> **Work required**: Nothing but the lines from the one containing "This can be" to the end of the material should be returned, each exactly as written.

> **Material for the task**:

PR #834, opened 2018-12-19
Fix block-level elements breaking the payment method description output

joshfeck:
…ion field

Originally reported in https://events.codebasehq.com/projects/event-espresso/tickets/11094

> Reported here: https://eventespresso.com/topic/payment-method-description-breaks-when-using-tags/
> 
> The user added a h1 tag to a payment method description and it output like this - https://monosnap.com/file/yikin8KgvqKjx3ZBzQ7cIoWvUVduRa
> 
> The description is output within a p tag so none of the block level elements are valid within the payment method description although its shows they are.

## How has this been tested

This can be tested by adding a h1 tag or similar block element to the payment method description field, then go to register for a paid ticket, then select that payment method. With master, the description breaks out of the paragraph, with this branch the contents stay within the div.

## Checklist

* [x] My code is tested.


Pebblo:
Thumbs up from me!

Mering in.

> **Solution**:
This can be tested by adding a h1 tag or similar block element to the payment method description field, then go to register for a paid ticket, then select that payment method. With master, the description breaks out of the paragraph, with this branch the contents stay within the div.

## Checklist

* [x] My code is tested.


Pebblo:
Thumbs up from me!

Mering in.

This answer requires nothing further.